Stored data
# # # #

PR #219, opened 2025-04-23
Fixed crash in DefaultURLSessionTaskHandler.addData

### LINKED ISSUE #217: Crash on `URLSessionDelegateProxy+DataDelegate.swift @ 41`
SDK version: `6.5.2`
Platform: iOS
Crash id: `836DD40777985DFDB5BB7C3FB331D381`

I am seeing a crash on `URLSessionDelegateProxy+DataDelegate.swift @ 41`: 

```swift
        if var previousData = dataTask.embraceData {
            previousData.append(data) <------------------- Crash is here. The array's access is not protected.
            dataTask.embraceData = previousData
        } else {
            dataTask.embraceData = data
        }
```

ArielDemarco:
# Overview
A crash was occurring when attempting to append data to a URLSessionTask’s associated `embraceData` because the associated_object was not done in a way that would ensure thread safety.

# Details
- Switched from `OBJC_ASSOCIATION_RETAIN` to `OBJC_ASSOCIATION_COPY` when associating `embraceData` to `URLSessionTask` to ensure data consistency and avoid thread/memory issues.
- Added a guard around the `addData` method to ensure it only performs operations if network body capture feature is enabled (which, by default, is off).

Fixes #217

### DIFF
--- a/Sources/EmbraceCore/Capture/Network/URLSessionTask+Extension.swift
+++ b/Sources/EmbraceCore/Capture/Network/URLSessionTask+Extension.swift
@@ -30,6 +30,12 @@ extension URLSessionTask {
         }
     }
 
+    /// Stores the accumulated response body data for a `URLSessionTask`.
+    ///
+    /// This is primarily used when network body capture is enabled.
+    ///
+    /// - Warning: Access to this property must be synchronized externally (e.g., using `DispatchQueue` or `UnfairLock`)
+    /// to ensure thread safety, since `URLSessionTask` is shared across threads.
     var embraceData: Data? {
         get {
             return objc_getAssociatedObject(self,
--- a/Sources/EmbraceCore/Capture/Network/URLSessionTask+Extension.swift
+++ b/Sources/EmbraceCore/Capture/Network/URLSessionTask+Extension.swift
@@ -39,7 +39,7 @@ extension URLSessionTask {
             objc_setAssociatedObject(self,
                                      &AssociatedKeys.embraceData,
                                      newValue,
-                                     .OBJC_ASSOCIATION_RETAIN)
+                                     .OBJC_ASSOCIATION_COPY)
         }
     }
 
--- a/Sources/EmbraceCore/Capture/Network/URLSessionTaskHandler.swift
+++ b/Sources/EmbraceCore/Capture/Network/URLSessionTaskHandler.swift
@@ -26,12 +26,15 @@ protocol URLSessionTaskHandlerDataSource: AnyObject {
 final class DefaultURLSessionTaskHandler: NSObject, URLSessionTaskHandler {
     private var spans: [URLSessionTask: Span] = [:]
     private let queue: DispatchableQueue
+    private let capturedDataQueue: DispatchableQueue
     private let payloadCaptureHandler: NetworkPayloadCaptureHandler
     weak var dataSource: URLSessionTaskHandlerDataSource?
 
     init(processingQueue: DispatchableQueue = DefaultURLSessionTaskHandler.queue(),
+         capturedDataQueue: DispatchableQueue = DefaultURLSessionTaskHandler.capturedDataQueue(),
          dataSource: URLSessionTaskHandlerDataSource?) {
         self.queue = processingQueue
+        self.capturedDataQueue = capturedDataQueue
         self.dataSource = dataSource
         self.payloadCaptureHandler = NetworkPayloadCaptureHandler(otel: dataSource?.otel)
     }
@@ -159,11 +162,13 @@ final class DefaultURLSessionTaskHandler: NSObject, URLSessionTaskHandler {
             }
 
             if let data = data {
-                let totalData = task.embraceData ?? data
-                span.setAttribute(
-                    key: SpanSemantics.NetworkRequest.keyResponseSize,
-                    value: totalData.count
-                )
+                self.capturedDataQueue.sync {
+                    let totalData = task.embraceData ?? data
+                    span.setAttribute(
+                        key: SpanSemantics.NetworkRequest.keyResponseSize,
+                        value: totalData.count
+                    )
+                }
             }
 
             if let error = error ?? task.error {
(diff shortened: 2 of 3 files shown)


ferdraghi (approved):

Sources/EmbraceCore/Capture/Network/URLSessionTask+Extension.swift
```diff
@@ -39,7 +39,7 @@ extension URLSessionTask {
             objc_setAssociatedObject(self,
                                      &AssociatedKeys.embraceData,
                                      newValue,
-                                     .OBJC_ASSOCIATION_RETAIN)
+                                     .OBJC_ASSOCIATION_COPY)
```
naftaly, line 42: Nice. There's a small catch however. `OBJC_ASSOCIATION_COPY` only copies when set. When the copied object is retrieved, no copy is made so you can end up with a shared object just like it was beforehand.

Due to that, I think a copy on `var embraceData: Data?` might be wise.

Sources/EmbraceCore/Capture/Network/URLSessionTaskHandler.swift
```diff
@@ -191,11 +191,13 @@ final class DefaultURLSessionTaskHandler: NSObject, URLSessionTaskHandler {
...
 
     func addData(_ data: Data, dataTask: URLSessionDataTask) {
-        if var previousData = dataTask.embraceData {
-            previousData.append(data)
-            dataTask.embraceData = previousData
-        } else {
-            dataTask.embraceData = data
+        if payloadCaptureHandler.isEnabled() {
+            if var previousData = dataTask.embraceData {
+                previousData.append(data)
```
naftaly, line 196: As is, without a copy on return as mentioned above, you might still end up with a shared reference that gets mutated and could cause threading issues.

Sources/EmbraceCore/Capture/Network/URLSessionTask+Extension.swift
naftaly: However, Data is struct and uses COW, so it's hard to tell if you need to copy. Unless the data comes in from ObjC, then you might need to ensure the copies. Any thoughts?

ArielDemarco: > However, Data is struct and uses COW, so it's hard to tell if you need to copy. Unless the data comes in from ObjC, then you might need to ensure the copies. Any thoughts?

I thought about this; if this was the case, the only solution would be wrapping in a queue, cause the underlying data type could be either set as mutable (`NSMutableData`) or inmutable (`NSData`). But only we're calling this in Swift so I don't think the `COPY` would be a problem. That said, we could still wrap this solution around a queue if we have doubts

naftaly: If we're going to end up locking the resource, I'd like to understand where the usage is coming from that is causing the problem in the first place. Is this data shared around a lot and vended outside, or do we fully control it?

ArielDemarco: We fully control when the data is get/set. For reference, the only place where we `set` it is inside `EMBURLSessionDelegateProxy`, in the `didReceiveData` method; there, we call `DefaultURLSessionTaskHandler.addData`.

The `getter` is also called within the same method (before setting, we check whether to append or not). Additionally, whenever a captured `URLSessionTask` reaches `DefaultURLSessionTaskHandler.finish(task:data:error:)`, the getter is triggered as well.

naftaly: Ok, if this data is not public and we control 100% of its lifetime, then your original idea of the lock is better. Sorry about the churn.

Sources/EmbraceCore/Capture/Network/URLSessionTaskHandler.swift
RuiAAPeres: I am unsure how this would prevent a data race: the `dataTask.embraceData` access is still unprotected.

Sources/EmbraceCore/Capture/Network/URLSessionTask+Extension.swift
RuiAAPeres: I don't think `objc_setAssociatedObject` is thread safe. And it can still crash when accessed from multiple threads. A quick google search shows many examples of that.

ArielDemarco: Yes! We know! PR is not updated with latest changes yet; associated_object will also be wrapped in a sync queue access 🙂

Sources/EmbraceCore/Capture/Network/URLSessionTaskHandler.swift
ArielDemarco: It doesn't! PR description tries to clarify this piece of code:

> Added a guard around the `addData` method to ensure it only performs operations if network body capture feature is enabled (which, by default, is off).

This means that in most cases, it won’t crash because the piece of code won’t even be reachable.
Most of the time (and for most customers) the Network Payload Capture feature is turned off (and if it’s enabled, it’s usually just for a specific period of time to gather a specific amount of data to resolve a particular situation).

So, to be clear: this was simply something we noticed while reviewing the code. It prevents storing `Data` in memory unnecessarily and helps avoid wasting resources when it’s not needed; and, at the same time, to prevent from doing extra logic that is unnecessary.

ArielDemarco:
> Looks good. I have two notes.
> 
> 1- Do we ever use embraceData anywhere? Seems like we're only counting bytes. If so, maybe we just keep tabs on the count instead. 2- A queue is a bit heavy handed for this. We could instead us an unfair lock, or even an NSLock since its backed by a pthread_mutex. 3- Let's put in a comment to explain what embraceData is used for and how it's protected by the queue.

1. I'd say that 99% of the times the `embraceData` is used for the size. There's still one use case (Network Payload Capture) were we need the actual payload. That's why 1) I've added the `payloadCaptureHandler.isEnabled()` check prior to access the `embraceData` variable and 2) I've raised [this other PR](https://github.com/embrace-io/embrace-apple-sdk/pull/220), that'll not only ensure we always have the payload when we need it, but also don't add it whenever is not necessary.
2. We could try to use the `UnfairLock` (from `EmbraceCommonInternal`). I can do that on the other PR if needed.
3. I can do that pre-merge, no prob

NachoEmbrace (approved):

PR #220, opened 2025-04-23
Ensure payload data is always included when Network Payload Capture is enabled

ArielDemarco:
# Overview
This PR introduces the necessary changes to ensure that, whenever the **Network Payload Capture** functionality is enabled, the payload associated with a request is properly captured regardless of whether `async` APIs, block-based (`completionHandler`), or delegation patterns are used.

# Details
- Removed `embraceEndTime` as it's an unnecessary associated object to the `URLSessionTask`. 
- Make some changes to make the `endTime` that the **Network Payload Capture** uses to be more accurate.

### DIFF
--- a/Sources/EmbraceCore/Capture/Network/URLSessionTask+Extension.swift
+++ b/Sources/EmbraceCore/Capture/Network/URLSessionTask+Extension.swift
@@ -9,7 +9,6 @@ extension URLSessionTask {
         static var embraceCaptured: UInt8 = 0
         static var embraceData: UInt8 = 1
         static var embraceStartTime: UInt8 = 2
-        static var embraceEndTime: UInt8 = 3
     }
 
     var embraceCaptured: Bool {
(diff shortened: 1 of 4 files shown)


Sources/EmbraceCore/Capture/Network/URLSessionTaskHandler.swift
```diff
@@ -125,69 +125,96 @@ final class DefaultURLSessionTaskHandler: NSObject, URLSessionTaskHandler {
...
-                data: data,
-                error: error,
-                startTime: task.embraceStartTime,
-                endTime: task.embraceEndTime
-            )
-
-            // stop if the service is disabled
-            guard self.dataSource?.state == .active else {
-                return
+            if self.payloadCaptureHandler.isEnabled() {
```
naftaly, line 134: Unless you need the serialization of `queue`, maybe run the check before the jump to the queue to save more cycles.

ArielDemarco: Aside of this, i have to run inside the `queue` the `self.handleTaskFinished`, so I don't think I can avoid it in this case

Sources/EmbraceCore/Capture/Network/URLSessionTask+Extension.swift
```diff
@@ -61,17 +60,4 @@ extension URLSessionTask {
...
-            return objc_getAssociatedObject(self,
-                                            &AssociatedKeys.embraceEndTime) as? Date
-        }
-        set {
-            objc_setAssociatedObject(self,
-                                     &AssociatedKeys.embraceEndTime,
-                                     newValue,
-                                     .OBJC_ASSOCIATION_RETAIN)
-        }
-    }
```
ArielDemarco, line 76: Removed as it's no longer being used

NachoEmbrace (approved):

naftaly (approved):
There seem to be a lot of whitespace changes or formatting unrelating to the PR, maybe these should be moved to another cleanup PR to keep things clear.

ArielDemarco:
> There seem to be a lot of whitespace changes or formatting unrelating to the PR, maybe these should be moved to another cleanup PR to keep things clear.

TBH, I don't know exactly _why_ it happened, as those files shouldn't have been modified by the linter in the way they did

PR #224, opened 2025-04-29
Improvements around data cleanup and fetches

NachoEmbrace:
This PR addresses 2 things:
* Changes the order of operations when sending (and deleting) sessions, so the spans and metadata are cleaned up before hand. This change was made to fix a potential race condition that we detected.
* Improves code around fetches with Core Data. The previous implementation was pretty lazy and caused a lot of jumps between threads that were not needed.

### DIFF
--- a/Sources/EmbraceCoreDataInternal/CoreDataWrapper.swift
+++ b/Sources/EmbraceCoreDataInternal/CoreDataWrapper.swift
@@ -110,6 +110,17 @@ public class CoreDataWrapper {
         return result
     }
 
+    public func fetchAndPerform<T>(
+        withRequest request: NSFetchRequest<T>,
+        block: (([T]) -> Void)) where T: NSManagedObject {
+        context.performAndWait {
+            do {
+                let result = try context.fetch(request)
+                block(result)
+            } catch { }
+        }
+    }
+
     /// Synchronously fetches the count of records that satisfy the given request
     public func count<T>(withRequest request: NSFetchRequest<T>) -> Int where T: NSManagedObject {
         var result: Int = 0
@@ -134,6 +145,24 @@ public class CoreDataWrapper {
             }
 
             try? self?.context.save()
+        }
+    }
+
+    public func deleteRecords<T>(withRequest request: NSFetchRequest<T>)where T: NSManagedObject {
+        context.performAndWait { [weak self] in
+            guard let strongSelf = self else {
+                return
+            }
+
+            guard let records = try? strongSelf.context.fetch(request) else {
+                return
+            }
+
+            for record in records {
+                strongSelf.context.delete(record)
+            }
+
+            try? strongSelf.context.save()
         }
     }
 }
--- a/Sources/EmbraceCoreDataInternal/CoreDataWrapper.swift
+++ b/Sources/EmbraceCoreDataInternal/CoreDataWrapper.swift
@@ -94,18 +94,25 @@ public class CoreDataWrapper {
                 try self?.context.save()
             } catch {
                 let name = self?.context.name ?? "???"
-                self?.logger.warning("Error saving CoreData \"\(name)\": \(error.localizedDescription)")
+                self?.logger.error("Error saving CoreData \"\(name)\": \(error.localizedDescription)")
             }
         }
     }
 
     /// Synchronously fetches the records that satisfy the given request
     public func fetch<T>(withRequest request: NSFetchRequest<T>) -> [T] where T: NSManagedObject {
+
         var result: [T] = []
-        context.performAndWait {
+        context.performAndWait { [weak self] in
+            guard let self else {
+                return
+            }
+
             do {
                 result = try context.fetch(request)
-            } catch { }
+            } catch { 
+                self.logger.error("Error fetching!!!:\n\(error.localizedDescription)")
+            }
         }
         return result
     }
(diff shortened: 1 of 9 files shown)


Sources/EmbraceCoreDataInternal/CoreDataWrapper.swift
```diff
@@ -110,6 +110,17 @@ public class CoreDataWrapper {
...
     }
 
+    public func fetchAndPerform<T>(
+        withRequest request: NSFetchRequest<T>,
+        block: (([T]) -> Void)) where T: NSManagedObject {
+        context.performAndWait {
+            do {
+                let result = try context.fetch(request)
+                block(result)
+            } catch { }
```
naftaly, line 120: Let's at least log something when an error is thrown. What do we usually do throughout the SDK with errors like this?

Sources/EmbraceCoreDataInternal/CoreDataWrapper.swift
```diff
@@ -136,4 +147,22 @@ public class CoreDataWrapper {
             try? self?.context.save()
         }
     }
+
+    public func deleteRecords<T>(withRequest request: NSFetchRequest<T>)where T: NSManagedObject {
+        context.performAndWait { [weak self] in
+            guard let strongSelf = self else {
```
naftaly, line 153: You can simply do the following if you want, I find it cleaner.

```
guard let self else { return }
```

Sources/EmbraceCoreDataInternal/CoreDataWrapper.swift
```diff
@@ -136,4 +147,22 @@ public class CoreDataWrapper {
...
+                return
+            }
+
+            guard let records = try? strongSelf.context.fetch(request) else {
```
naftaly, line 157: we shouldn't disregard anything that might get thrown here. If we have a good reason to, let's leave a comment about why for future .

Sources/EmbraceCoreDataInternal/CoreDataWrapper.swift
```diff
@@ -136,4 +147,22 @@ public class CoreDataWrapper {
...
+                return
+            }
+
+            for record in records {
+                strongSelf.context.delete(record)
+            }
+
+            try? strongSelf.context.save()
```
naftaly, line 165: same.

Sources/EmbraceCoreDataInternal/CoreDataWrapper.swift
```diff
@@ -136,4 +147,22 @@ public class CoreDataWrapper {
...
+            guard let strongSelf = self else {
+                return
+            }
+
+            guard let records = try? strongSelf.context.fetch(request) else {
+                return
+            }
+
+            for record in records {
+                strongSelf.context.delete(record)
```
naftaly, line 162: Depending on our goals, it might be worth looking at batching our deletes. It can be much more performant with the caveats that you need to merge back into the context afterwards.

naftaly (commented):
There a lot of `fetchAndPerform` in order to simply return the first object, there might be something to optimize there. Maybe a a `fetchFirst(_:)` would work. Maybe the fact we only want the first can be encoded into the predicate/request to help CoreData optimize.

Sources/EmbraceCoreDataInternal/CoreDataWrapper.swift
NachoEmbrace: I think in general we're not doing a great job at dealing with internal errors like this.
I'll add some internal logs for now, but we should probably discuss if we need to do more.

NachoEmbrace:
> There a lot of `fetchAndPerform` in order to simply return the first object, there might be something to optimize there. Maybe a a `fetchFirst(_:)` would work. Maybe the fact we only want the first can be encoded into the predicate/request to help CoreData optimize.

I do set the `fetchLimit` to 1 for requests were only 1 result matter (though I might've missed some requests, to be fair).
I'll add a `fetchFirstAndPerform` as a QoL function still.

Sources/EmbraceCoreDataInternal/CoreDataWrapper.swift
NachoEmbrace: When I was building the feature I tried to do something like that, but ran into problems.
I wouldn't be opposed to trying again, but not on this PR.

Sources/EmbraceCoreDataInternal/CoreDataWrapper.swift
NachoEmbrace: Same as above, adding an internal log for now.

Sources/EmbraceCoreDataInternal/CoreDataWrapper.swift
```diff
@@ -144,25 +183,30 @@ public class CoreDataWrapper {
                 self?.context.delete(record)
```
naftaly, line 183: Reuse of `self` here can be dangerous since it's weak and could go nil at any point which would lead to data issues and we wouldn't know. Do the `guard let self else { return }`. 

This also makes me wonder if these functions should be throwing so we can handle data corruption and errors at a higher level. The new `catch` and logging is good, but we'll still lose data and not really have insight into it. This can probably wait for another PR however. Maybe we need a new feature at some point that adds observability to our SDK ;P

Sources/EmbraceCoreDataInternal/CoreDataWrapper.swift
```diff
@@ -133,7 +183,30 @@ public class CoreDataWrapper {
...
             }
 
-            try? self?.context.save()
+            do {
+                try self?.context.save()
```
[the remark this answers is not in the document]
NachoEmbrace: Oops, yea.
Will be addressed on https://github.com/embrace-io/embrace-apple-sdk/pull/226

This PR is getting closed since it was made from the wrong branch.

# # # #

* _Work required_: In the records above, how many lines contain the word "NetworkRequest"? State only the number.

* _Your solution_: 2